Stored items
___

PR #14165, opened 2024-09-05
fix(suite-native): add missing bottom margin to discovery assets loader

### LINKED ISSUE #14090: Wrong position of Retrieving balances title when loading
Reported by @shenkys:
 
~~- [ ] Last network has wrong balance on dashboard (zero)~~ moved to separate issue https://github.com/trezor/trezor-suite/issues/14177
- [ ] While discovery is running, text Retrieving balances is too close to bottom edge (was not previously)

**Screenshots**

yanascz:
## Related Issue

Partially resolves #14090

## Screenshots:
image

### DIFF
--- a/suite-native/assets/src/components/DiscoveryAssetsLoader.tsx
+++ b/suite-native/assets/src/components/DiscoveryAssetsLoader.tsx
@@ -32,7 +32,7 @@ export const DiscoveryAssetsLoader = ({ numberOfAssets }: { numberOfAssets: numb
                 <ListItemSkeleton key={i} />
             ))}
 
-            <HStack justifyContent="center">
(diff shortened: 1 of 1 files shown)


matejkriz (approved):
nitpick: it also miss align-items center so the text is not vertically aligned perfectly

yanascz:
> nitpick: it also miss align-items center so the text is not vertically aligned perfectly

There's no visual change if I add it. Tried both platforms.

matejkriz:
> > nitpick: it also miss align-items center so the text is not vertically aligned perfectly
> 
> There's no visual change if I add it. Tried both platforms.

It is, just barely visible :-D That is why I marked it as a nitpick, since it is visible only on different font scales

___

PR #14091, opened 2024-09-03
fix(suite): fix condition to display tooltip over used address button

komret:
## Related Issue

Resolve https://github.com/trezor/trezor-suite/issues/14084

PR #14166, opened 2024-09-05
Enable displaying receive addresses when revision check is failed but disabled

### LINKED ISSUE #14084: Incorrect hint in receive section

___

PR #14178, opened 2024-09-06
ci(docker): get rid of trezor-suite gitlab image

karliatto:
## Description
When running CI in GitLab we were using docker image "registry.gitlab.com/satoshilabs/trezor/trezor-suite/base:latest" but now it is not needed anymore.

___

• [Task]
Find "also" in the preceding records. Copy each line that holds it.

• [Problem solution]
nitpick: it also miss align-items center so the text is not vertically aligned perfectly
> nitpick: it also miss align-items center so the text is not vertically aligned perfectly
> > nitpick: it also miss align-items center so the text is not vertically aligned perfectly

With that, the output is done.